# Re rigging a curtain



## domiii (Feb 14, 2008)

Not sure if the is the right forum for this question but here goes.

The rope in our main curtain is worn and needs replacing. What kind of rope should I use?

Can I buy it locally or should I order special rope.

Thanks


----------



## derekleffew (Feb 14, 2008)

domiii said:


> ...Can I buy it locally or should I order special rope...


Hard to answer that since we don't know where you are. Do a Google search on the following companies: Sapsis Rigging, JR Clancy, Rose Brand, I. Weiss, and others. Use the CB search engine to look for "traveller rigging." Don't forget the backpans. Check your local yellow pages under "Wire and Rope." Befriend your local theatrical supply house (yellow pages under "theatrical equipment."


----------



## domiii (Feb 14, 2008)

Just a small curtain 9 feet high by about 22 feet in width bi-parting. Looks like they used regular cotton rope to rig it the last time.

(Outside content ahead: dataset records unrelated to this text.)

PR #7204, opened 2022-08-18
Rewrite the Block Analyzer to improve performance.

areading:
The block analyzer was doing lots of repeated, out-of-order blits to the
widget's canvas. To improve performance and reduce CPU usage, this has
been rewritten to generate the canvas contents using only a single buffer.
Cache thrashing has been greatly reduced by writing to memory only
sequentially and in one single write pass. Further, the raw format is
now guaranteed to be in a format efficient for Qt.

The results are visually identical to what they were previously, but
result in a CPU usage reduction between 2 and 6 percent depending on refresh
rate and Psychadelic Mode value. In particular, there used to be a ~3 percent
overhead for Psychadelic Mode, and this has been eliminated.

The specific details of the block analyzer and explanations for how it works
(and used to work) have been documented via fairly extensive comments
in blockanalyzer.cpp.

### DIFF
--- a/src/analyzers/analyzerbase.cpp
+++ b/src/analyzers/analyzerbase.cpp
@@ -65,13 +65,15 @@ Analyzer::Base::Base(QWidget* parent, uint scopeSize)
       timeout_(40),  // msec
       fht_(new FHT(scopeSize)),
       engine_(nullptr),
-      lastScope_(512),
+      lastScope_(),
       new_frame_(false),
       is_playing_(false),
       barkband_table_(),
       prev_color_index_(0),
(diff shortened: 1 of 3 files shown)


gamedevsam:
Exceptional.

areading:
Thank you kindly.

This should be ready to review and/or merging. The couple force-pushes were for clang-format to fix the linter check, and to fix a sanity warning under gcc 12 with certain optimizer settings. All build checks should pass cleanly after merging #7183  (or whatever ends up being appropriate to address the Hirsute image being removed).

Checked CB search and came up with nothing. Most posts were about rigging other things or special curtians.


----------



## bobgaggle (Feb 14, 2008)

if you know how to splice a rope, and have pullies wide enough to accept the splice, I'd think that any rope can work, provided it doesn't stretch too much and is comfy on your hands


----------



## icewolf08 (Feb 14, 2008)

bobgaggle said:


> if you know how to splice a rope, and have pullies wide enough to accept the splice, I'd think that any rope can work, provided it doesn't stretch too much and is comfy on your hands


There is no splicing needed to rig a curtain, you just tie to master carriers so that you can move in both directions.


----------



## Footer (Feb 15, 2008)

Yep.... a constant loop with nothing to grab will just give you that... a constant loop that moves nothing...

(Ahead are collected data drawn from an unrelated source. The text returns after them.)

PR #7225, opened 2022-10-26
Replace play and pause with the single play/pause action in desktop file

adem4ik:
The idea is from Strawberry - https://github.com/strawberrymusicplayer/strawberry/commit/18023d2e18823cb743d079e692dfebe3be5e15c3

Task bar menu before / after:

Translations were mostly picked from the Pause action, a few of them are from SMPlayer.


fitojb:
Thank you for taking care of the translations!

PR #7238, opened 2022-12-21
Fix build: add zlib to deps where it's used 

DarthGandalf:
Ref https://bugs.gentoo.org/887105

### DIFF
--- a/3rdparty/qtiocompressor/CMakeLists.txt
+++ b/3rdparty/qtiocompressor/CMakeLists.txt
@@ -15,4 +15,4 @@ ADD_LIBRARY(qtiocompressor STATIC
     ${IOCOMPRESSOR-SOURCES-MOC}
 )
 
-target_link_libraries(qtiocompressor Qt5::Core)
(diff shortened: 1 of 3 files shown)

Look on your curtains and see who installed them... there SHOULD BE fireproofing tags on them that says who made them, call them.


----------



## domiii (Feb 15, 2008)

We have a fireproofing company spray all the curtians in the playhouse that are not inerently fireproof.

I just want to know what types of rope to stay away from re-rigging is not a problem. I can see how that is done


----------



## avkid (Feb 15, 2008)

This looks like it may be what you need:
http://www.jrclancy.com/catalog_stageset_main.htm


----------



## derekleffew (Feb 15, 2008)

With a minimum order of 600' and a min. diameter of 5/8", that is definitely NOT the proper rope for a 9'H x 22'W traveller. 

If they "just used cotton rope" before and it needs replacing, would buying a better quality of rope be more cost-effective? Possibly Iweiss:

Wire Center Rope, Cotton, 1/2" diam. White, Galvanized Wire Center, WLL = 236 lbs 
Used on tracks when moving scenery or maintaining spikes. 
$530.00 / Spool (1000' spools) 
$0.56 / Foot 
(WC500CT)

Spray-on fire retardant should not affect the life or usability of any cotton rope. Measure the floor block, live end blocks, and dead end block; and use whatever diameter they want. Should only need about 65' of operating line. Wire-core cotton rope should be long lasting, and will not stretch over time.


----------